These are the settings that were working with the Modem network, I have tried changing them without effect.

Any settings not listed are set to automatic.

ICS is set up on a PPTP VPN, this is because although I basically use a wired network there are occasions when I connect the PC wirelessly and using the VPN for the shared connection avoids the need to move it from one adapter to another.
When I was using the Modem this always worked without problems.
Although the VPN is set to automatic if I am not mistaken its IP Address is in fact 192.168.0.1 because that is what Windows allocates to ICS.

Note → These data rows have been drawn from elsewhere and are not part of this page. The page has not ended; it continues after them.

PR #121, opened 2019-02-08
Make sure the MPConfigTest has beans.xml file.

manovotn:
The test doesn't add `beans.xml` while other TCK tests with CDI do.
This can cause problems with different Arq. adapters such as the one for SE env which we leverage.

It doesn't impact the tests in any way.


FroMage:
LGTM. Will wait for @njr-11 to review before merging.

PR #126, opened 2019-02-18
Tests for CDI context propagation

aguibert:


tck/src/main/java/org/eclipse/microprofile/concurrency/tck/cdi/CDIContextTest.java
```diff
@@ -0,0 +1,164 @@
...
+     * has the state propagated to it when ran on the same thread.
+     */
+    @Test
+    public void testCDITCCtxPropagate() throws Exception {
+        ThreadContext defaultTC = ThreadContext.builder().build();
+
+        requestBean.setState("testCDIContextPropagate-STATE2");
+        Callable<String> getState = defaultTC.contextualCallable(() -> {
+            String state = requestBean.getState();
+            System.out.println("testCDIContextPropagate#2 state=" + state);
```
manovotn: Probably testing leftovers? There are multiple occurrences throughout the test, please remove.

manovotn:
@aguibert Checking out these tests, it seems that they all run in different threads. I cannot reproduce what we talked about originally, e.g. the behaviour when you try to perform context propagation (or clearing) on the same thread.

tck/src/main/java/org/eclipse/microprofile/concurrency/tck/cdi/CDIContextTest.java
aguibert: I was intending to leave in place because it can provide some useful debug information, (especially when impls flow System.out through a logger that includes timestamp and thread ID) in the event of a test failure. I can remove them though

aguibert:
> Also, do I get it right that using the `Callable` you are basically running it on the main thread? E.g. simulating the known culprit we've been discussing?

Yes, directly invoking `call()` on the `Callable` for the ThreadContext tests runs the task on the main thread which was the scenario giving me the trouble originally.  The ManagedExecutor tests where we submit the CompletableFuture via `supplyAsync` may or may not run on the same thread.

aguibert:
@manovotn amended the commit to remove the print statements as you requested. AFAIK that was the only remaining review comment on this PR? If yes, I'll go ahead and merge.

PR #129, opened 2019-02-22
Possible compromise solution for transaction context defaults

### LINKED ISSUE #124: Revisit discussion of transaction context propagation
We don't currently propagate transaction context by default. Instead, we clear (suspend) it, which allows tasks/actions to run their own transactions.

This discussion was brought up again on last week's MicroProfile Concurrency call.  This position was questioned and there is a push from at least one member of the spec group (@FroMage) to make transaction context propagation the default.  I'm opening this issue to formally represent the discussion and document its resolution.

I can provide my own position on the matter, which I'll document here.  Those with the opposite view should feel free to append to this comment with the explanation (I can't adequately represent the opposing position, and in any case would be biased),

**Why we shouldn't propagate transaction context by default:**

* _Consistency with EE Concurrency_. In every other way we are fully consistent with EE Concurrency, which MicroProfile Concurrency is modeled after. EE Concurrency requires that transaction context be suspended when running tasks (equivalent to our `cleared` behavior) which lets the task run its own transactions, while providing a way for applications to programmatically ask for any transaction that is already on the thread to be left there (equivalent to our `unchanged` behavior). Switching our default for transaction context to `propagated` would undermine compatibility and customer expectations.

* _Data integrity_. There are all sorts of ways to go wrong with propagated transaction context, including the possibility that you end up running operations under a transaction that you didn't intend to, or causing premature commit/rollback. Transaction context propagation is dangerous if you don't know exactly what you are doing. It is for advanced usage patterns, so it shouldn't need to be default.

* _Limited applicability_. Many transaction manager and transactional resource implementations won't be able to propagate transaction context all (the very idea is scary to our own transaction manager team and they have strongly warned against doing it). Others will only be able to support it for XA-capable resources and not for one-phase resources, and even then, some types of XA-capable resources will support it whereas others will not. Even when it's the case where the XA-capable resources involved and the transaction manager do support transaction context propagation, some of them will end up limiting support to operations being performed in serial, rather than allowing the transaction to actually be used in parallel, even though the CompletionStage model certainly allows for and encourages parallel use.

* _Defaults ought to reflect core usage patterns_. By enabling transaction context propagation by default, applications that don't have any interest in propagating transactions but happen to make use of completion stages for non-transactional operations within a transaction will be unable to do so, because the transaction manager will need to reject propagation of the transaction. The application will then need to go out of its way to turn off transaction context propagation in order to work properly.

Propagation of transactions is an advanced pattern. To use it, you need to be aware of the various limitations and capabilities of the involved resources and the transaction manager. You need to be willing to read about and follow best practices for transaction propagation just to write safe code. If you are willing to do these things, you should be willing to write code that explicitly asks for transaction context propagation to be turned on specifically where you need it. In fact, I expect that such users will _prefer_ to be explicit about when they want to use transaction context propagation, and they actually wouldn't want it enabled by default across all usage of completion stages within the application because that would add both unnecessary risk and extra overhead.

**The argument in favor of propagating transaction context by default:**

(Please add here)

**If no agreement can be reached**

If no agreement can be reached then a possible fallback plan, which sacrifices usability of the CDI config annotations is the following:

Current defaults (between both ThreadContextConfig and ManagedExecutorConfig),

```
String[] cleared() default { ThreadContext.TRANSACTION };
String[] propagated() default { ThreadContext.ALL_REMAINING };
...
int maxAsync() default -1;
int maxQueued() default -1;
```

Would be changed to,

```
String[] cleared() default { ThreadContext.DEFAULT_CLEARED };       // means TRANSACTION unless MP Config says otherwise
String[] propagated() default { ThreadContext.DEFAULT_PROPAGATED }; // means ALL_REMAINING unless MP Config says otherwise
String[] unchanged() default { ThreadContext.DEFAULT_UNCHANGED };   // means empty set unless MP Config says otherwise
...
int maxAsync() default ManagedExecutor.DEFAULT_MAX_ASYNC;   // means effectively unlimited unless MP Config says otherwise
int maxQueued() default ManagedExecutor.DEFAULT_MAX_QUEUED; // means effectively unlimited unless MP Config says otherwise
```

After having done the above, we would make it possible for the user to override via MicroProfile config as:

```
ManagedExecutor/cleared=
ThreadContext/cleared=
```

The above would override the default for both the config annotations as well as the builders.

njr-11:
Update spec per compromise that transaction context propagation is default for ThreadContext but remains cleared for ManagedExecutor.

fixes #124 if the compromise solution is decided upon.  At this point, discussion is still ongoing (still hoping that others will come to the conclusion that the current spec behavior of default configuration being to clear transaction context is best for ThreadContext as well as ManagedExecutor).

### DIFF
--- a/api/src/main/java/org/eclipse/microprofile/concurrent/ThreadContext.java
+++ b/api/src/main/java/org/eclipse/microprofile/concurrent/ThreadContext.java
@@ -109,11 +109,15 @@ public interface ThreadContext {
          * <p>This set replaces the <code>cleared</code> set that was
          * previously specified on the builder instance, if any.</p>
          *
-         * <p>The default set of cleared thread context types is
-         * {@link ThreadContext#TRANSACTION}, which means that a transaction
+         * <p>For example, if the user specifies {@link ThreadContext#TRANSACTION}
+         * in this set, then a transaction
          * is not active on the thread when the action or task runs, such
          * that each action or task is able to independently start and end
          * its own transactional work.</p>
+         *
+         * <p>By default, the set of cleared context is empty, but context clearing
+         * also depends on whether all context types are accounted for in the
+         * {@link #propagated} and {@link #unchanged} sets.
          *
          * <p>{@link ThreadContext#ALL_REMAINING} is automatically appended to the
          * set of cleared context if neither the {@link #propagated} set nor the
@@ -141,10 +145,8 @@ public interface ThreadContext {
          * <p>The default set of propagated thread context types is
          * {@link ThreadContext#ALL_REMAINING}, which includes all available
          * thread context types that support capture and propagation to other
-         * threads, except for those that are explicitly {@link cleared},
-         * which, by default is {@link ThreadContext#TRANSACTION} context,
-         * in which case is suspended from the thread that runs the action or
-         * task.</p>
+         * threads, except for those that are explicitly {@link #cleared}
+         * or {@link #unchanged}.</p>
          *
          * <p>Constants for specifying some of the core context types are provided
          * on {@link ThreadContext}. Other thread context types must be defined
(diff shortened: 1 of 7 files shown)


njr-11:
Per recent comments in #124 this idea for a compromise is not valid and has been found unacceptable by our lead architects.  Closing/cancelling this pull.

Issue #16, opened 2018-09-18
Question: CDI request context usage


mkouba:
CDI request context is by its nature single-threaded, i.e. users never synchronize `@RequestScoped` beans. What happens if a user sumbits a task to the executor and then continues to work with the current request context:

```java
class MyService {
  // RequestBean is @RequestScoped
  @Inject 
  RequestBean bean;

  @Inject 
  ManagedExecutor executor;
  
  @Inject 
  ThreadContext threadContext;
  
  void doSomething() {
    // myFunction might be executed in parallel
    executor
      .supplyAsync(threadContext.withCurrentContext(myFunction)); 
     // what happens if change the current request context?
     bean.changeMyState();
  } 
```
Without synchronization (on the bean class level) race conditions may occur.

FroMage:
My personal opinion is that this should be up to the user to synchronise concurrent modifications of state across threads. We can only guarantee that contexts are propagated. It is then up to the user to use the proper thread synchronisation or the proper underlying thread model (in vert.x, each request is bound to a single thread).

FroMage:
Well, ATM context is not propagated so it's even easier to break an app now, even without any concurrent access going on ;) It would still be progress and less breakage.

mkouba:
Well, that's probably a different kind of "breaking" ;-). Anyway, I do not question the usefulness of context propagation. I'm trying to point out the difficulties before it's too late...

njr-11:
I think there would be some value in updating the spec doc to emphasize the application's responsibility for using each type of context in a way that is thread safe.  Generally this is something that each provided context type will need to define itself.  We could also consider whether CDI context ought to be listed as one of the types that is propagated by default when the user injects/builds a ManagedExecutor or ThreadContext without specifying a particular set of context types.  And let's get some input from CDI experts such as @Emily-Jiang around whether there is anything more that ought to be done here particular to CDI.

Emily-Jiang:
@mkouba is right. This is indeed an issue. We should discuss all context propogation further in our next hangout.

manovotn:
@njr-11 @Emily-Jiang Since I cannot really make in into those mtg (due to their time), have you came up with anything regarding this question?

What @mkouba brought up is IMO a very good and serious remark. 

[...]

PR #138, opened 2019-03-07
Clarify javadoc for ThreadContext.CDI

aguibert:
For users that are not intimately familiar with CDI, it may not be clear what CDI context propagation means or why the user should care.

Add a code example to the ThreadContext.CDI javadoc to illustrate the value of propagating CDI context.


aguibert:
Fixes #16

api/src/main/java/org/eclipse/microprofile/concurrent/ThreadContext.java
```diff
@@ -240,6 +240,44 @@ public static Builder builder() {
...
+            // do some work with the request state
+        }).thenApply(more -> {
+            // request state also available in future stages
+        });
+    }
+    </pre></code>
+     *
+     * If CDI context is 'unchanged', access to CDI bean's contextual state 
+     * will be non-deterministic. Namely, context may be missing, or context
+     * from a different
```
njr-11: It looks like this sentence is prematurely cut off here.

api/src/main/java/org/eclipse/microprofile/concurrent/ThreadContext.java
```diff
@@ -240,6 +240,44 @@ public static Builder builder() {
...
+     * <code><pre>
+    &#64;RequestScoped
+    public class MyRequestScopedBean {
+        public String getState() {
+          // returns some request-specific information to the caller
+        }
+    }
+    </pre></code>
+     * 
+     * When CDI context is propagated, the request's state will also
```
manovotn: I would change it to something like:

_CDI context propagation includes request, session and conversation contexts.
When CDI context is propagated, all of the above mentioned contexts that are currently active will be available to the contextualized task with preserved state._

api/src/main/java/org/eclipse/microprofile/concurrent/ThreadContext.java
```diff
@@ -240,6 +240,44 @@ public static Builder builder() {
...
+        exec.supplyAsync(() -> {
+            String state = reqBean.getState();
+            // do some work with the request state
+        }).thenApply(more -> {
+            // request state also available in future stages
+        });
+    }
+    </pre></code>
+     *
+     * If CDI context is 'cleared', the state of any Request, Session, or Conversation
```
manovotn: I'd drop the notion of restoring contexts, that's implied by the nature of propagation (as is cleanup after you propagate it). Furthermore, we need to stress out that `cleared` means you will have the same contexts active but with no state it them.

_If CDI context is `cleared`, currently active contexts will still be available to the contextualized task, but their state will be erased._

api/src/main/java/org/eclipse/microprofile/concurrent/ThreadContext.java
```diff
@@ -240,6 +240,44 @@ public static Builder builder() {
...
+     * scoped beans will be cleared during task execution, and restored after execution.
+     * 
+     * If CDI context is 'unchanged', access to CDI bean's contextual state
```
manovotn: Hmm, this is somewhat tricky. I'd almost lean towards saying it's bad practice to leave it `unchanged` or otherwise discourage users from going down this path _if they want to use any CDI beans_.
Because based on what thread runs it, you may be able to access beans (if on main thread) or you will hit a wall head on with `ContextNotActiveException` (on any new thread).

aguibert:
thanks for the review @manovotn, I've added another commit to address your review comments

PR #139, opened 2019-03-08
remove config annotations and NamedInstance

### LINKED ISSUE #135: @ThreadContextConfig / @ManagedExecutorConfig are superfluous
Currently we have two different ways for a user to configure a `ThreadContext` or a `ManagedExecutor`:

- in procedural code using a `Builder`, or
- using a `Config` annotation that performs injection.

The annotation-based approach is ever so slightly less verbose, and the builder-based approach lets one specify attributes based on runtime conditions, but other than that there's not much difference AFAICT.

It's not necessary to have two ways to do this thing. Assuming that the extra flexibility of a `Builder` is actually truly useful, then I would get rid of the annotation. It is *very* easy in CDI to create a little producer method that builds something and binds it to the CDI application scope. It is *not* the CDI way to have injection annotations with lots of configuration attributes that then get copy/pasted all over the codebase.

njr-11:
fixes #135

This pull request removes the annotations ManagedExecutorConfig, ThreadContextConfig, and NamedInstance, including all tests cases and other references to them through the spec.  In several places, I've updated spec doc examples or tests to use the builders rather than these removed annotations, with the aim of preserving non-duplicated test coverage where possible.  The CDI section of the spec doc is replaced with best practices examples of defining producers as ApplicationScoped.


spec/src/main/asciidoc/overview.asciidoc
```diff
@@ -68,101 +68,69 @@ Instances of `ManagedExecutor` and `ThreadContext` can be constructed via builde
...
 ----
 
-=== Sharing Configured Instances
+=== Sharing Instances
 
-Configured instances of `ManagedExecutor` and `ThreadContext` are shared based on their unique name, which is assigned by the CDI qualifier, `@NamedInstance`.
-When one injection point is annotated with both a configuration and a `@NamedInstance` qualifier, the application can inject the same instance elsewhere by annotating other injection points with just the matching qualifier.
-In the example below, the `executor1` injection point defines a configuration and a name `myExec` for a configured `ManagerExecutor` instance.
-The other injection points, `executor2` and `executor3`, share the same `ManagedExecutor` instance by using the `@NamedInstance` qualifier with the name `myExec`.
+CDI application scope is a convenient mechanism for sharing instances across an application.
```
manovotn: `CDI producers combined with injection are a convenient mechanism for sharing...`

spec/src/main/asciidoc/release_notes.asciidoc
```diff
@@ -43,22 +43,12 @@ To get started, add this dependency to your project:
...
-----
-
-Or you can create one using a builder:
+Use the fluent builder API to construct a `ManagedExecutor`:
 
 [source,java]
 ----
     ManagedExecutor executor = ManagedExecutor.builder()
                        .propagated(ThreadContext.APPLICATION, ThreadContext.CDI)
-                       .cleared(ThreadContext.ALL_REMAINING)
```
manovotn: Accidental removal?

spec/src/main/asciidoc/release_notes.asciidoc
```diff
@@ -71,3 +61,23 @@ Then obtain a `CompletableFuture` or `CompletionStage` from the `ManagedExecutor
                                              .thenApplyAsync(function1)
                                              .thenApply(function2);
 ----
+
+Take care to shut down managed executors once the application no longer needs them:
```
manovotn: Do you think it might be worth to show the disposer method as well? Not necessarily in this file.

api/src/main/java/org/eclipse/microprofile/concurrent/spi/ThreadContextProvider.java
```diff
@@ -107,8 +107,7 @@
      *
      * <p>For example:</p>
      * <pre><code>
-     * &commat;Inject &commat;ManagedExecutorConfig(propagated = ThreadContext.CDI)
-     * ManagedExecutor executor;
+     * ManagedExecutor executor = ManagedExecutor.builder().propagated(ThreadContext.CDI).build();
```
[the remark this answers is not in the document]
njr-11: Good catch, I'll get it added.

spec/src/main/asciidoc/builders.asciidoc
```diff
@@ -60,6 +60,13 @@ It is the responsibility of the application to shut down `ManagedExecutor`
 instances that are no longer needed, so as to allow the container to
 efficiently free up resources.
 
+The MicroProfile Concurrency specification does not require `ManagedExecutor`
```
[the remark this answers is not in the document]
njr-11: sorry, I misremembered from the last call, thinking you had asked it to be mentioned in the spec.  I'll remove this section.  I agree that the spec does not need to mention this either way.

spec/src/main/asciidoc/cdi.asciidoc
```diff
@@ -17,95 +17,120 @@
...
-Injection points with the `@NamedInstance` qualifier have a name that is explicitly declared by the qualifier.
-Injection points that have no CDI qualifier on them have a unique name which is deduced from the injection point itself.
-Container provides, per unique name, an instance of either `ManagedExecutor` and/or `ThreadContext` unless the application specifies a CDI producer with `@NamedInstance` qualifier, given unique name and respective type.
+When `ManagedExecutor` and `ThreadContext` are used as CDI beans, the best practice is to define their producers as `@ApplicationScoped` so that instances are shared and reused. In most cases, more granular scopes are undesirable, such as having a new `ManagedExecutor` instance per request. In the event that a more granular scope is desired, the application must take care to supply a disposer to ensure that the executor is shut down once it is no longer needed. When using application scope, it is optional to supply a disposer because the specification requires the container to automatically shut down `ManagedExecutor` instances when the application stops.
```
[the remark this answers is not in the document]
njr-11: Thanks for the improvements here.  I'm updating it as you suggested.

spec/src/main/asciidoc/overview.asciidoc
njr-11: Updating as recommended.

spec/src/main/asciidoc/release_notes.asciidoc
njr-11: Sure, I can add an example disposer

spec/src/main/asciidoc/release_notes.asciidoc
njr-11: Yes, good catch. I'll get this line added back.

README.adoc
```diff
@@ -108,13 +108,19 @@ currently as well as after adoption into Jakarta EE.
 Injection
 ^^^^^^^^^
 
-It shall be possible to inject instances of ManagedExecutor and
-ThreadContext via the `@Inject` annotation, for example:
+It shall be possible to build instances of ManagedExecutor and
```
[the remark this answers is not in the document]
njr-11: I had intended to completely switch this section over to builders (and forgot to update the title) given that it is was previously an example of the injection approach that was being removed.
That's a good idea to also given an example of the producer approach here, so I'll add that.

njr-11:
@manovotn I've added a commit with fixes to all of the code review issues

Everything on and between both computers is working except for ICS which I can only put down to the wrong settings, any advice on the correct ones would be appreciated.


----------



## Wand3r3r (Sep 17, 2010)

Preferred DNS server: 192.168.0.1
Alternate DNS server: 192.168.0.2

These are invalid dns entries.

According to what you write your ICS host pc should have the following settings;

Internet facing nic:
IP: Address: 192.168.2.3
Subnet Mask: 255.255.255.0
gateway Address: 192.168.2.1
Preferred DNS server: 74.118.212.1
Alternate DNS server: 74.118.212.2


Lan facing nic
IP: Address: 192.168.0.1
Subnet Mask: 255.255.255.0
Default Gateway: no listed gateway
no need to list dns

On the downsteam pc you would have
IP: Address: 192.168.0.2
Subnet Mask: 255.255.255.0
Default Gateway:192.168.0.1
dns 192.168.0.1


----------



## Pilgrim-online (Jan 2, 2011)

Hi Wand3r3r, thank you for your reply and my apologies for not getting back to you yesterday.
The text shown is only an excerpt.